If you really want to get help, it would be better to provide a precise script reproducing this effect. Personally, I won’t go and and do it for you, and as far as I know this community, and unless you are lucky, people won’t do it neither.
You can run
python Test_img.py --loadmodel (finetuned PSMNet) --leftimg ./left.png --rightimg ./right.png --isgray False
in this repo.
The Test_img.py script only does the calculations on two images once. It also measures the time it takes to transfer the images from CPU -> GPU -> CPU. Since there is so little data, the time measured might be dominated by this transferring time and not the actual model computations. You might actually run the script faster on the CPU.
What is the goal if you don’t mind me asking? To run this script as fast as possible? Train or run with webcam? Verify that your 2080 is faster than 1080?
Thanks for your replies. My goal is training this network using different data. And I found it runs faster on 1080 than 2080. I guess there is something wrong so that the 2080 does not perform well. I hope to find the reason so that I can train the network faster using my 2080. You can train it using main.py or finetune.py in this repo. Thanks.

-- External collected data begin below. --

PR #545, opened 2018-07-01
Reduce container image size by using multi-stage builds

### LINKED ISSUE #66: Smaller Docker Image
Hi all,

I've just created a [PR](https://github.com/github/orchestrator/pull/65) to update the Dockerfile to produce a smaller base image.
Sorry for not creating an issue beforehand, I've just read that's how it should be done.
Anyway, hope it's useful to you.

Thanks for the amazing tool that Orchestrator is!

rhoml:
fixes: #66 

By using multi stage builds we can reduce the image size by 50%.

Regular build 
```
<none>              <none>              cec3efb55b6d        8 minutes ago       60.6MB
```

After multi stage build
```
<none>              <none>              4ab2bafd0fc9        8 minutes ago       30.1MB
```

### DIFF
--- a/Dockerfile
+++ b/Dockerfile
@@ -1,7 +1,5 @@
 FROM alpine
 
-EXPOSE 3000
-
 ENV GOPATH=/tmp/go
 
 RUN set -ex \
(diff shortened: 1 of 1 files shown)


shlomi-noach (approved):
Nice!
I've never seen the use of `FROM` twice in the same Dockerfile.

I see this is new in https://docs.docker.com/v17.09/engine/userguide/eng-image/multistage-build/#use-multi-stage-builds. Perhaps we should add comment specifying you'd need a `17.09` or later?

Unrelated, the existing `Dockerfile` is about to get a facelift. It is plain wrong: it pulls `orchestrator` from `origin/master` as opposed to running the very branch you're on. TODO.

PR #553, opened 2018-07-04
New variable: disable AutoPseudoGTID where GTID is on

shlomi-noach:
A new config variable, `AutoPseudoGTIDDisabledOnGTID`, introduces a new behavior:

When `AutoPseudoGTIDDisabledOnGTID` is `true`, and a master has `gtid_mode = ON`, then `orchestrator` avoids injecting Pseudo GTID entries onto that master.

There is subtlety here: the fact that a master has `gtid_mode=ON` _does not mean_ the replicas are using GTID. They could use `master_auto_position: 0` and just use file:pos. `orchestrator` does not check all of the master's replicas (at this time, maybe this will change) hence the need to a new variable.


shlomi-noach:
On hold. I don't think I will merge this.

shlomi-noach:
Closing this PR.

PR #555, opened 2018-07-08
reduce logs

shlomi-noach:
Logs are overwhelming. This PR aggressively reduces log count by cutting down frequent and noisy log entries.


shlomi-noach:
cc @sjmudd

I don’t have both a 1080 and a 2080 to help you try these things. A good start would be to manually monitor the output of nvidia-smi for the two GPUs while training and see if the Volatile GPU-Util percentage is good.

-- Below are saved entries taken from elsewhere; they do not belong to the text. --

PR #570, opened 2018-07-31
Stop graceful master takeover immediately when attempting to promote an ignored host

dougfales:
Related issue: https://github.com/github/orchestrator/issues/569

### Description

During a graceful master takeover, this simply checks the `IsBannedFromBeingCandidateReplica` function for the newly designated master before doing anything else. By checking this early and failing early, we avoid making any changes to the topology for a promotion we know will fail at the outset. 

(Thanks @zmoazeni for the idea!)

### DIFF
--- a/go/logic/topology_recovery.go
+++ b/go/logic/topology_recovery.go
@@ -1683,10 +1683,11 @@ func GracefulMasterTakeover(clusterName string, designatedKey *inst.InstanceKey)
 		if designatedInstance == nil {
 			return nil, nil, fmt.Errorf("GracefulMasterTakeover: indicated designated instance %+v must be directly replicating from the master %+v", *designatedKey, clusterMaster.Key)
 		}
-		if inst.IsBannedFromBeingCandidateReplica(designatedInstance) {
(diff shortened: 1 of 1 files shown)


shlomi-noach (changes requested):
Thank you, looking good! The same check should also apply for this case: https://github.com/dougfales/orchestrator/blob/4b1833b73f8c6c110464a07fb585a875707d8e85/go/logic/topology_recovery.go#L1670

i.e. the check should be made whetehr the designated instance is explicitly indicated (the case you handle) or implied (master has a single direct replica, hence that's the designated instance).

dougfales:
Great point! I pulled the check outside of the `if designatedKey == nil` conditional so that it will be done with the `designatedInstance`, regardless of whether that instance was indicated by the user or selected by orchestrator. 

I set up a local test env with three replicas, banning one of them via `PromotionIgnoreHostnameFilters`, and I verified that the error is reported immediately in both cases:
1. When I pass the banned replica explicitly.
2. When I make the banned replica the only descendant of the current master and therefore orchestrator tries to choose it as the `designatedInstance`.

Please let me know if there's anything else I should add or clean up here. Thanks!

shlomi-noach (approved):

dougfales:
Thanks Shlomi!

PR #577, opened 2018-08-15
Add MySQLConnectionLifetime

dbnski:

Related issue: https://github.com/github/orchestrator/issues/559

### Description

This PR adds a new configuration variable MySQLConnectionLifetime to define the maximum lifetime for persistent database connections.


go/db/db.go
```diff
@@ -113,7 +117,13 @@ func openOrchestratorMySQLGeneric() (db *sql.DB, fromCache bool, err error) {
 	if config.Config.MySQLOrchestratorUseMutualTLS {
 		uri, _ = SetupMySQLOrchestratorTLS(uri)
 	}
-	return sqlutils.GetDB(uri)
+	if db, fromCache, err = sqlutils.GetDB(uri); err != nil {
+		return nil, fromCache, err
+	}
+	if config.Config.MySQLConnectionLifetime > 0 {
+		db.SetConnMaxLifetime(time.Duration(config.Config.MySQLConnectionLifetime) * time.Second)
+	}
```
shlomi-noach: This is not needed. If the `db` is returned from cache then `SetConnMaxLifetime` has already been applied.

go/config/config.go
```diff
@@ -129,6 +129,7 @@ type Configuration struct {
 	MySQLOrchestratorReadTimeoutSeconds        int      // Number of seconds before backend mysql read operation is aborted (driver-side)
 	MySQLDiscoveryReadTimeoutSeconds           int      // Number of seconds before topology mysql read operation is aborted (driver-side). Used for discovery queries.
 	MySQLTopologyReadTimeoutSeconds            int      // Number of seconds before topology mysql read operation is aborted (driver-side). Used for all but discovery queries.
+	MySQLConnectionLifetime                    int      // Number of seconds the mysql driver will keep database connection alive before recycling it
```
shlomi-noach: Can you please rename the variable to `MySQLConnectionLifetimeSeconds`?

shlomi-noach (changes requested):
Thank you! Please see comments.

go/config/config.go
dbnski: Done.

go/db/db.go
almeida-pythian: I'm not sure if this was intended @maciej-dobrzanski and @shlomi-noach but I noticed when trying to compile these changes I ran into an error due to a missing function. I eventually found this section on db.go file, these last few lines are missing:

```console
// ReadTimeNow reads and returns the current timestamp as string. This is an unfortunate workaround
// to support both MySQL and SQLite in all possible timezones. SQLite only speaks UTC where MySQL has
// timezone support. By reading the time as string we get the database's de-facto notion of the time,
// which we can then feed back to it.
func ReadTimeNow() (timeNow string, err error) {
	err = QueryOrchestrator(`select now() as time_now`, nil, func(m sqlutils.RowMap) error {
		timeNow = m.GetString("time_now")
		return nil
	})
	return timeNow, err
}
```

This is the error I received when building: (just the snippet below)

```console
+ go build -i -o /root/orchestrator/bin/orchestrator -ldflags '-X main.AppVersion=eb7a3b642f6e0aa83a4257ae62441571cc14a292 -X main.BuildDescribe=v3.0.12-12-geb7a3b64-dirty' ./go/cmd/orchestrator/main.go
# github.com/github/orchestrator/go/inst
go/inst/candidate_database_instance.go:42:31: undefined: db.ReadTimeNow
```


On a positive note, once I added the missing function to the file, I was able to compile these changes without any issues. I then added the following config parameters to my orchestrator config file and I am able to verify (so far), the "invalid connection" error has disappeared (we were experiencing this quite often, before we applied this latest suggested changes, thank you for finding this):

```console
"MySQLConnectTimeoutSeconds": 10, 
"MySQLOrchestratorReadTimeoutSeconds": 10, 
"MySQLDiscoveryReadTimeoutSeconds": 10, 
"MySQLTopologyReadTimeoutSeconds": 10, 
"MySQLConnectionLifetimeSeconds": 600, 
```

shlomi-noach: `db.ReadTimeNow` is a functional that was added recently. I suspect the branch was not updated properly. I just updated it.

shlomi-noach: Please remove as per comment.

almeida-pythian: Thanks @shlomi-noach :1st_place_medal:

shlomi-noach:
Thank you all for your patience while I look into the changes.

go/db/db.go
dbnski: Reverted to the original code here, as per your request

shlomi-noach (approved):
Thank you

PR #581, opened 2018-08-19
orchestrator-client basic auth fix

shlomi-noach:
Fixes https://github.com/github/orchestrator/issues/580

Correct basic auth flags passed to `curl` (with default `:` user:password).


shlomi-noach:
@timhughes @ cloudufull would you like to test this? (looks good on my side)

PR #587, opened 2018-08-21
Initialize CandidateDatabaseInstance LastUpdated field to UTC time

nickdelnano:
Related issue: https://github.com/github/orchestrator/issues/585

### Description

Initializes CandidateDatabaseInstance LastUpdated field to time.Now().UTC() instead of time.Now(). 

time.Now() outputs the system time with an offset relative to UTC -- on a system set in PDT, sample output is `2018-08-20 20:09:12.395052589-07:00`. SQLite only reads timestamps in the format YYYY-MM-DD HH:MM:SS.SSS", and therefore comparisons against this field are incorrect, namely when determining whether a promotion rule is up for expiration. 

The SQLite datetime('now') function is used for generating a value to compare against the last_updated column of the candidate_database_instance table, and this function implicitly uses UTC. I propose initializing the CandidateDatabaseInstance LastUpdated field to time.Now().UTC() in order for the comparison in the [ExpireCandidateInstances](https://github.com/github/orchestrator/blob/master/go/inst/instance_dao.go#L2572) function to be consistent despite the system time setting.

> In case this PR introduced Go code changes:

- [x] contributed code is using same conventions as original code
- [x] code is formatted via `gofmt` (please avoid `goimports`)
- [x] code is built via `./build.sh`
- [x] code is tested via `go test ./go/...`

Issue #585, opened 2018-08-21
Promotion rule expiration is dependent on system time


nickdelnano:
Orchestrator [uses the system time when setting the LastUpdated field of a new CandidateDatabaseInstance](https://github.com/github/orchestrator/blob/master/go/inst/candidate_database_instance.go#L37). 
This stores the system time with an offset to UTC: (I've set the system time to PDT)
```
/usr/local/orchestrator # sqlite3 orchestrator.sqlite3 "select * from candidate_database_instance;"
8fa4a00f0156|3306|2018-08-20 20:09:12.395052589-07:00|1|prefer
```

When [ExpireCandidateInstances](https://github.com/github/orchestrator/blob/master/go/inst/instance_dao.go#L2572) looks to expire entries, it uses the query:
```
delete from candidate_database_instance where last_suggested < NOW() - INTERVAL ? MINUTE
```
where the NOW() function is converted to datetime('now") for sqlite, which implicitly uses UTC. Sqlite does not parse the offset listed in the last_suggested column, only the text in the format "YYYY-MM-DD HH:MM:SS.SSS" (see section 2.2 of sqlite types manual https://www.sqlite.org/datatype3.html).

This causes promotion rules to be forgotten in near instant time on a machine whose time is set 1 hour or more behind UTC. I believe this also effects MySQL users the same.

I've reproduced this with the project's docker setup; the reproduced output and the steps to reproduce are listed in https://github.com/github/orchestrator/pull/584.

shlomi-noach:
Thank you for this analysis. Before looking into it, do you happen to have a suggestion for remediation?

shlomi-noach:
Closed by #591

PR #591, opened 2018-08-26
 Candidate databse instance: database native time

shlomi-noach:
This PR resubmits https://github.com/github/orchestrator/pull/587 with only the actual code change. See discussion on #587 and #585 

cc @ndelnano

### DIFF
--- a/go/app/cli.go
+++ b/go/app/cli.go
@@ -1456,7 +1456,7 @@ func Cli(command string, strict bool, instance string, destination string, owner
 			if err != nil {
 				log.Fatale(err)
 			}
-			err = inst.RegisterCandidateInstance(inst.NewCandidateDatabaseInstance(instanceKey, promotionRule))
+			err = inst.RegisterCandidateInstance(inst.NewCandidateDatabaseInstance(instanceKey, promotionRule).WithCurrentTime())
 			if err != nil {
 				log.Fatale(err)
 			}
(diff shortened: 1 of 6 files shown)


nickdelnano:
thank you @shlomi-noach !

nickdelnano:
Is a date for the next release planned? The dates of the last several releases does not look like there is a fixed schedule.

shlomi-noach:
You are correct, there is no fixed schedule. But a kind reminder helps!

shlomi-noach:
While this may work well for `sqlite`, this breaks `MySQL` for servers with non-UTC timezone. Looking into.

shlomi-noach:
We need to juggle between three different scenarios:

- MySQL backend (has timezone notion)
- Sqlite (does not have timezone notion)
- `raft` messages (`register-candidate` can apply by reading historical `raft` event, the value of `now()` becomes meaningless)

shlomi-noach:
@ndelnano I ended up solving the problem in a different way: reading the timestamp as a string from the database, then feeding it back.
Would you care to test this PR works for you? Works for me, on `sqlite` and `MySQL` on different timezone boxes.

nickdelnano:
@shlomi-noach I have tested and it does indeed work for me. Thanks again!

shlomi-noach:
OK good, this has been deployed to staging and in production for a while. I'll let our daily tests run and then merge.

PR #603, opened 2018-09-04
Supporting ReplicationCredentialsQuery config

### LINKED ISSUE #323: missing replication username/password error when changing from master-slave to master-comaster

shlomi-noach:
Fixes #323 

This PR introduces the new configuration variable `ReplicationCredentialsQuery`: 

`
// custom query to get replication credentials. Must return a single row, with two text columns: 1st is username, 2nd is password. This is optional, and can be used by orchestrator to configure replication after master takeover or setup of co-masters. You need to ensure the orchestrator user has the privileges to run this query
`

The query can allow `orchestrator` to get replication username + password from some metadata table in an instance. If the user wishes to use such query, the user must generate the data on the instances, as well as make sure `orchestrator` has the credentials to run the query.

`orchestrator` would use the credentials in these operations:

- Setting up co-masters
- Graceful master takeover

This PR replaces #582 

cc @cezmunsta @igroene


cezmunsta:
LGTM :+1:

PR #607, opened 2018-09-06
GTID errant transaction detection

shlomi-noach:
In this PR `orchestrator` auto-analyzes errant transactions for GTID-based replicas.

At this time it does nothing about it, merely presents it in the web UI. 

### Heuristic for avoiding false positives

`orchestrator` polls different servers at different times. It may be that it first polled the master and then its replica. In such case, the replica will _naturally_ be seen to have more entries than the master.
If the replica also happens to have real errant transactions, how can we tell apart the two?

`orchestrator` ignores the GTID set that relates to the replica's immediate master UUID. At this time `orchestrator` does not further ignore upstream UUIDs, and this is TBD.

This PR is to be considered as POC.

screen shot 2018-09-06 at 15 32 50

In future PRs `orchestrator` will allow the user to fix errant transactions across the cluster, in a click of a button, or via command line. To be carefully thought of.


shlomi-noach:
Right now build fails on `go fmt`, unrelated to anything, other that my upgrading to `go1.11` on my local box. Will follow up on that.

shlomi-noach:
Errant GTIDs now also show up:

- As a structure warning in `replication-analysis`
  - But not if `promotion-rule` is _downtimed_
- Corollary as a structure warning in Web interface cluster page and cluster analysis
- A `problem` in `/api/problems`, and corollary in problems sidebar
- A red Globe-icon indicator, see screenshot

screen shot 2018-09-08 at 13 43 57

PR #774, opened 2019-01-13
updating Dockerfile: alpine+go

shlomi-noach:
Solves https://github.com/github/orchestrator/issues/769

`orchestrator` now requires `go` >= `1.9`. Current Dockerfile build only pulls `go1.8`.

This PR uses `alpine3.8` in Dockerfile, which then uses `go1.10`.

### DIFF
--- a/.travis.yml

This might be of use to update the output
watch -n 0.2 nvidia-smi
I didn’t find anything different between the nvidia-smi outputs of 1080 and 2080
Are these on same machine. Are you using one of these to power your graphics also. If this is the case then this might happen. In whatever experiments I have ran 2080 seems to be almost as fast in each and every case.
They are on different machine but the cpu and memory are the same. And I tried on two sets of machine and the results are similar. I mean, cpu1 + 2080, cpu1 + 1080, cpu2 + 2080, cpu2 +1080. So I wonder if there is some code not supported well by pytorch with 2080.
Try using Profiler might give you the idea of what is happening.
As mentioned earlier, I’d look at details of the PCIe bus/speed, after that I’d look at temperature throttling.
Compare PCI details from
Compare output of
nvidia-smi dmon -s pucte while running the code on 1080 vs 2080
I have faced the same issue(10s/iter on 2080ti vs 2.5s/iter on 1080ti) in my practice. And I have tested on many platforms(including Ubuntu 16.04/18.04, Windows 10). It’s definitely not a hardware failure, but the real reasons aren’t clear(maybe its Nvidia’s fault). There are some valuable suggestions.
- Modifying your network architecture.
- Apex is helpful.
Yeah, it seems strange from the specs, however, new cards are optimized mostly for half precision.
I’d try using Apex AMP, as Joe1 pointed out above.
Hi Joe1, I came into comparable problems, running pytroch model RTX2070 2x faster then TITAN RTX on same system, do you think it still can be the same problem even they are both Turing? Do you have any new findings regarding that?
Sorry, I didn’t find an efficient way. Rewriting your code may be helpful.